You seem to kind of have a fixation with "competence" and feeling uncomfortable about the ability of others to understand your ideas... that kind of makes me want to say INTP...


----------



## Owfin (Oct 15, 2011)

I voted "something else" because I first thought of ISFJ, but after scrutinizing it more I think INFP because you seem to be introverted judging and not introverted perceiving dominant.



> I think before speaking, but sometimes not enough, and sometimes I end up defending a point I don't really care about.


For example, I think it would be hard for an introverted perceiving dominant (ISXJ or INXJ) to defend a point they don't really care about, because they would be more likely to withdraw from it and drop it out of their focus. I think this shows Fi specifically and not Ti because of the use of the word "care".



> Also, if an idea tends to attack my values or my beliefs, I get pretty defensive, or withdraw if it is really true and wounds my core badly (too afraid to admit I'm wrong sometimes).
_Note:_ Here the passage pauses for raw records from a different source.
Issue #16961, opened 2021-08-02
Updating tracking properties in Reader


momo-ozawa:
## Description

Add missing and update ambiguous properties as per the "Required code changes" column in a spreadsheet shared on p9xfpQ-1eg-p2.

This has already been implemented on the Android side by @ParaskP7 

Android Issue: https://github.com/wordpress-mobile/WordPress-Android/issues/14069
Android PR: https://github.com/wordpress-mobile/WordPress-Android/pull/14283

## Notes

Before we start tackling these changes, it would be good to break this task down into smaller subtasks. Doing so will give us a better picture of the scope / size of this issue.

## Tasks

- [x] Update current events with missing properties (excluding source) / remove duplicates / fix triggers for events [#17213](https://github.com/wordpress-mobile/WordPress-iOS/pull/17213)
- [x] Add logic for event properties calculation [#17219](https://github.com/wordpress-mobile/WordPress-iOS/pull/17219)
- [ ] Add source property to all events

ParaskP7:
👋 @momo-ozawa , @nikola-milicevic !

Thanks for the write-up! 🙏 

> Before we start tackling these changes, it would be good to break this task down into smaller subtasks. Doing so will give us a better picture of the scope / size of this issue.

I agree on that to 💯 .

On Android, we didn't do that and the PR ended up being too big. To be honest, some time constraints didn't help with that and thus I decided to create a single monster PR, just so that it can get merged after all, but you don't need to fall into that trap as well.

PS: On Android, we were also having a lot of legacy code that needed refactoring beforehand. Maybe the same applies to iOS, so be careful of that.
PSS: I was trying to add that comment yesterday but GitHub was down... 🤷 😅

PR #17213, opened 2021-09-24
Fix/16961 - Update existing events

nikola-milicevic:
Part of [#16961](https://github.com/wordpress-mobile/WordPress-iOS/issues/16961)

This PR updates Reader tracking events, so now they match proposal found in the spreadsheet shared on p9xfpQ-1eg-p2.

## Notes
- All reader tracking events (excluding `reader_reader_tag_followed` / `reader_reader_tag_unfollowed`) now contain: `blog_id`, `feed_id` and `follow` properties.
- `source` property will be added in a separate PR

## Review notes
- It is best to review this PR by going from commit to commit chronologically, since every commit addresses needed changes for a particular tracking event (including adding needed properties for a event, removing double event, fixing mistyped event, adding new event)

## To test
1. Trigger every event found in the events table found [here](https://github.com/wordpress-mobile/WordPress-Android/pull/14283) (with the generosity of @ParaskP7). Trigger can be found in the Trigger column.
2. Make sure tracking event log in the console includes: `blog_id`, `feed_id` and `follow` properties.

## Regression Notes
n/a

n/a

n/a

PR submission checklist:

### DIFF
--- a/Podfile.lock
+++ b/Podfile.lock
@@ -555,7 +555,7 @@ DEPENDENCIES:
   - WordPressAuthenticator (~> 1.42.0)
   - WordPressKit (~> 4.42.0)
   - WordPressMocks (~> 0.0.15)
-  - WordPressShared (from `../WordPress-iOS-Shared`)
+  - WordPressShared (from `https://github.com/wordpress-mobile/WordPress-iOS-Shared.git`, branch `fix/16961-update-reader-tracking-events`)
   - WordPressUI (~> 1.12.2-beta.1)
   - WPMediaPicker (~> 1.7.2)
   - Yoga (from `https://raw.githubusercontent.com/wordpress-mobile/gutenberg-mobile/v1.62.0/third-party-podspecs/Yoga.podspec.json`)
@@ -711,7 +711,8 @@ EXTERNAL SOURCES:
     :submodules: true
     :tag: v1.62.0
   WordPressShared:
-    :path: "../WordPress-iOS-Shared"
+    :branch: fix/16961-update-reader-tracking-events
+    :git: https://github.com/wordpress-mobile/WordPress-iOS-Shared.git
   Yoga:
     :podspec: https://raw.githubusercontent.com/wordpress-mobile/gutenberg-mobile/v1.62.0/third-party-podspecs/Yoga.podspec.json
 
@@ -727,6 +728,9 @@ CHECKOUT OPTIONS:
     :git: https://github.com/wordpress-mobile/gutenberg-mobile.git
     :submodules: true
     :tag: v1.62.0
+  WordPressShared:
+    :commit: 8f0bcc47c53f24328ba0e66ed6fe0ed2c686bc89
+    :git: https://github.com/wordpress-mobile/WordPress-iOS-Shared.git
 
 SPEC CHECKSUMS:
   1PasswordExtension: f97cc80ae58053c331b2b6dc8843ba7103b33794
@@ -827,6 +831,6 @@ SPEC CHECKSUMS:
   ZendeskSupportSDK: 3a8e508ab1d9dd22dc038df6c694466414e037ba
   ZIPFoundation: e27423c004a5a1410c15933407747374e7c6cb6e
 
-PODFILE CHECKSUM: 39dda0f5fb1a0abc77875bc071864f4f8b82aab3
+PODFILE CHECKSUM: e5974ae80d429b46530e494cd9eb50bc9139d94e
 
 COCOAPODS: 1.10.1
--- a/Podfile.lock
+++ b/Podfile.lock
@@ -555,7 +555,7 @@ DEPENDENCIES:
   - WordPressAuthenticator (~> 1.42.0)
   - WordPressKit (~> 4.42.0)
   - WordPressMocks (~> 0.0.15)
-  - WordPressShared (from `https://github.com/wordpress-mobile/WordPress-iOS-Shared.git`, branch `fix/16961-update-reader-tracking-events`)
+  - WordPressShared (~> 1.16.0)
   - WordPressUI (~> 1.12.2-beta.1)
   - WPMediaPicker (~> 1.7.2)
   - Yoga (from `https://raw.githubusercontent.com/wordpress-mobile/gutenberg-mobile/v1.62.0/third-party-podspecs/Yoga.podspec.json`)
@@ -606,6 +606,7 @@ SPEC REPOS:
     - WordPress-Editor-iOS
     - WordPressKit
     - WordPressMocks
+    - WordPressShared
     - WordPressUI
     - WPMediaPicker
     - wpxmlrpc
@@ -710,9 +711,6 @@ EXTERNAL SOURCES:
     :git: https://github.com/wordpress-mobile/gutenberg-mobile.git
     :submodules: true
     :tag: v1.62.0
-  WordPressShared:
-    :branch: fix/16961-update-reader-tracking-events
-    :git: https://github.com/wordpress-mobile/WordPress-iOS-Shared.git
   Yoga:
     :podspec: https://raw.githubusercontent.com/wordpress-mobile/gutenberg-mobile/v1.62.0/third-party-podspecs/Yoga.podspec.json
 
@@ -728,9 +726,6 @@ CHECKOUT OPTIONS:
     :git: https://github.com/wordpress-mobile/gutenberg-mobile.git
     :submodules: true
     :tag: v1.62.0
-  WordPressShared:
-    :commit: 8f0bcc47c53f24328ba0e66ed6fe0ed2c686bc89
-    :git: https://github.com/wordpress-mobile/WordPress-iOS-Shared.git
 
 SPEC CHECKSUMS:
   1PasswordExtension: f97cc80ae58053c331b2b6dc8843ba7103b33794
@@ -831,6 +826,6 @@ SPEC CHECKSUMS:
   ZendeskSupportSDK: 3a8e508ab1d9dd22dc038df6c694466414e037ba
   ZIPFoundation: e27423c004a5a1410c15933407747374e7c6cb6e
 
-PODFILE CHECKSUM: e5974ae80d429b46530e494cd9eb50bc9139d94e
+PODFILE CHECKSUM: 64119e05ada7945e9dcb2fcbd861a41d6eb4f293
 
 COCOAPODS: 1.10.1
--- a/Podfile.lock
+++ b/Podfile.lock
@@ -11,15 +11,15 @@ PODS:
     - AppAuth/ExternalUserAgent (= 1.4.0)
   - AppAuth/Core (1.4.0)
   - AppAuth/ExternalUserAgent (1.4.0)
-  - AppCenter (4.2.0):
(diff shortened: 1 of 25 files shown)


momo-ozawa:
@nikola-milicevic This PR's milestone is set to 18.4 but the target branch is `epic/16961-update-reader-tracking-properties`. Did you mean to target `develop`?

WordPress/Classes/ViewRelated/Reader/ReaderSaveForLater+Analytics.swift
```diff
@@ -71,14 +76,20 @@ extension ReaderSaveForLaterAction {
 }
 
 extension ReaderStreamViewController {
-    func trackSavedPostNavigation() {
+    func trackSavedPostNavigation(post: ReaderPost) {
+        let blogID = post.siteID ?? 0
+        let feedID = post.feedID ?? 0
+        var properties: [String: Any] = ["blog_id": blogID,
+                                         "feed_id": feedID,
+                                         "foolow": post.isFollowing]
```
momo-ozawa: Typo 👀 
```suggestion
                                         "follow": post.isFollowing]
```

momo-ozawa (commented):
@nikola-milicevic 

~`reader_site_followed` and `reader_site_unfollowed` don't have the `feed_id` included in the event log.~

~According to [this chart](https://github.com/wordpress-mobile/WordPress-Android/pull/14283#issue-835664355), it looks like `feed_id` should be included.~

Nvm -- read your comment!
> All reader tracking events (excluding reader_site_followed / reader_site_unfollowed and reader_reader_tag_followed / reader_reader_tag_unfollowed) now contain: blog_id, feed_id and follow properties.

WordPress/Classes/ViewRelated/Reader/ReaderSaveForLater+Analytics.swift
nikola-milicevic: Oops 😬 I will definitely go for a enum key in a separate PR, but thanks for catching this anyway!

nikola-milicevic:
> @nikola-milicevic This PR's milestone is set to 18.4 but the target branch is `epic/16961-update-reader-tracking-properties`. Did you mean to target `develop`?

@momo-ozawa  Well not sure what's correct here. Here I want to target `epic` definitely, since I will have (at least) two more PR, and then once all is approved / merged into `epic`, I'll merge `epic` into `develop`. How to make the bots happy if I omit the milestone?

WordPress/Classes/Utility/Analytics/WPAnalyticsTrackerAutomatticTracks.m
```diff
@@ -1490,7 +1490,7 @@ + (TracksEventPair *)eventPairForStat:(WPAnalyticsStat)stat
             eventName = @"reader_site_followed";
             break;
         case WPAnalyticsStatReaderSitePreviewed:
-            eventName = @"reader_blog_preview";
+            eventName = @"reader_blog_previewed";
```
leandroalonso, line 1493: Important info: we almost never rename events. The reason is that there's no "merge" in the Analytics tool, so if we do it we end up with two different events and that can possibly affect a lot of calculations, funnels, etc.

In Android the name of the event is `reader_blog_previewed` but AFAIK it has always been like that. It's a shame that both events doesn't have the same name but we should keep `reader_blog_preview`.

leandroalonso, line 1493: Important info: we almost never rename events. The reason is that there's no "merge" in the Analytics tool, so if we do it we end up with two different events and that can possibly affect a lot of calculations, funnels, etc.

In Android the name of the event is `reader_blog_previewed` but AFAIK it has always been like that. It's a shame that both events don't have the same name but we should keep `reader_blog_preview`.

WordPress/Classes/Utility/Analytics/WPAnalyticsTrackerAutomatticTracks.m
```diff
@@ -1506,7 +1506,7 @@ + (TracksEventPair *)eventPairForStat:(WPAnalyticsStat)stat
             eventName = @"reader_tag_loaded";
             break;
         case WPAnalyticsStatReaderTagPreviewed:
-            eventName = @"reader_tag_preview";
+            eventName = @"reader_tag_previewed";
```
leandroalonso: Same as above.

Podfile.lock
```diff
@@ -11,15 +11,15 @@ PODS:
     - AppAuth/ExternalUserAgent (= 1.4.0)
   - AppAuth/Core (1.4.0)
   - AppAuth/ExternalUserAgent (1.4.0)
-  - AppCenter (4.2.0):
-    - AppCenter/Analytics (= 4.2.0)
-    - AppCenter/Crashes (= 4.2.0)
-  - AppCenter/Analytics (4.2.0):
+  - AppCenter (4.3.0):
```
leandroalonso, line 14: Are these `Podfile.lock` changes intentional?

WordPress/Classes/Services/ReaderPostService.h
```diff
@@ -106,6 +106,7 @@ extern NSString * const ReaderPostServiceToggleSiteFollowingState;
  @param failure block called if there is any error. `error` can be any underlying network error.
  */
 - (void)toggleLikedForPost:(ReaderPost *)post
+        fromArticleDetails:(BOOL) details
```
leandroalonso, line 110: Maybe we can rename `details` to `isFromArticleDetails`? Reading the method signature is clear what that means, but in the implementation inside the method `details` is not clear.

leandroalonso (changes requested):
@nikola-milicevic about:

> All reader tracking events (excluding reader_site_followed / reader_site_unfollowed and reader_reader_tag_followed / reader_reader_tag_unfollowed) 

`reader_site_followed` and `reader_site_unfollowed` should have a `feedId` (based on the table from Android's PR).

A few other notes:

* `reader_article_rendered` doesn't seem to exist on iOS. I wonder if it's an event that it's triggered when the article finishes rendering through the webview? Not sure if we should implement that, wdyt?
* `reader_blog_previewed` is duplicated, eg.:

```
2021-09-24 10:39:36:525 WordPress[3506:54946] 🔵 Tracked: reader_blog_previewed <blog_id: 184797733, follow: 0, is_jetpack: 0, post_id: 9569, URL: https://sawidji.com>
2021-09-24 10:39:36:966 WordPress[3506:54946] 🔵 Tracked: reader_blog_previewed <blog_id: 184797733, feed_id: 116888526, follow: 0, site: Sawidji Gallery, source: reader, subscription_count: 8>
```

This is unrelated to this task but it's clearly a bug, we can tackle that on another PR.

leandroalonso:
> Well not sure what's correct here. Here I want to target epic definitely, since I will have (at least) two more PR, and then once all is approved / merged into epic, I'll merge epic into develop. How to make the bots happy if I omit the milestone?

You can add the `Pending` or `Someday` milestones. :)

WordPress/Classes/Utility/Analytics/WPAnalyticsTrackerAutomatticTracks.m
nikola-milicevic: Hmm well then we have `reader_blog_preview` and `reader_blog_previewed` events, since there are two enums defined in the app, called from different places, which are identically named ("-previewed"), but have different values (["preview"](https://github.com/wordpress-mobile/WordPress-iOS/blob/c464da08602a3eab58d3a2987eff72821648147c/WordPress/Classes/Utility/Analytics/WPAnalyticsTrackerAutomatticTracks.m#L1492) and ["previewed"](https://github.com/wordpress-mobile/WordPress-iOS/blob/cfdfab82158289015985bd47536a896dc4f40f1a/WordPress/Classes/Utility/Analytics/WPAnalyticsEvent.swift#L289)), so it looked clearly as a typo to me.
Should I revert the change I made?

WordPress/Classes/Services/ReaderPostService.h
nikola-milicevic: Actually I would avoid doing this since I think it is not in line with Objective-C naming conventions. Few examples: [here](https://developer.apple.com/library/archive/documentation/Cocoa/Conceptual/CodingGuidelines/Articles/NamingMethods.html#//apple_ref/doc/uid/20001282-BCIGIJJF), [here](https://google.github.io/styleguide/objcguide.html) and [here](https://stackoverflow.com/questions/15719854/naming-convention-for-local-bool-variables-in-objective-c-and-cocoa). I agree that `details` is not the most clear name, though I would not use `isFromArticleDetails` which is more Swifty. What do you think?

Podfile.lock
nikola-milicevic: I just updated the pods, nothing more. Should I revert this?

leandroalonso: I wouldn't update them if it's not strictly needed for this PR. I know it's just a minor version but we avoid doing so.

Plus, AppCenter is normally handled by the release team.

WordPress/Classes/Services/ReaderPostService.h
leandroalonso: Legibility > conventions IMHO. But this method is not big, so I don't think it's a big problem, you can leave it as it is.

nikola-milicevic:
@leandroalonso 

> `reader_site_followed` and `reader_site_unfollowed` should have a feedId

On it.

> `reader_article_rendered` doesn't seem to exist on iOS.

I'll add it.

> `reader_blog_previewed` is duplicated

Good catch. But how can I reproduce it? Since it didn't happen during my testing.

WordPress/Classes/Utility/Analytics/WPAnalyticsTrackerAutomatticTracks.m
leandroalonso: Ughhhh, you're right. In that case, the ship has sailed, I agree with you, let's leave as it is.

WordPress/Classes/Services/ReaderPostService.h
nikola-milicevic: > Legibility > conventions

I agree, but someone coming from Obj-C might not 😊 I'm leaving it as is for now.

WordPress/Classes/Utility/Analytics/WPAnalyticsTrackerAutomatticTracks.m
nikola-milicevic: I'm reverting this back to `reader_tag_preview`.

leandroalonso:
> Good catch. But how can I reproduce it? Since it didn't happen during my testing.

This was probably fixed in 6fbe41da8eda5ec7a827b8bf5620b2fe02ef98ba, I'll test again once it's ready for another review. :)

nikola-milicevic:
@momo-ozawa @leandroalonso I updated the code, thanks for the comments!

leandroalonso (commented):
@nikola-milicevic all good. The only pending item is to move the new event to the `WPAnalyticsEvent.swift`.

nikola-milicevic:
@leandroalonso Thanks! I update the code. Should be good to go now.

leandroalonso (approved):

And when something strikes against your Fi (dominant function), you get defensive and hurt, since as you said, it is your _core_. A Fi dominant finds Fi essential to them.



> I usually like pro-cons, but, if I want something, if I feel it's right, I'll probably ignore them.


You trust your own introverted judgment over an extroverted arbiter like a pro-con list.

So, you now might think "So, alright, I'm an introverted feeling dominant (IXFP). But why, dear Owfin, do you say INFP and not ISFP?"

That was actually one of the easier parts for me to figure out.



> whatever is happening around me RIGHT NOW is my least thing to worry about


An ISFP would likely find that noticing how things are is wise.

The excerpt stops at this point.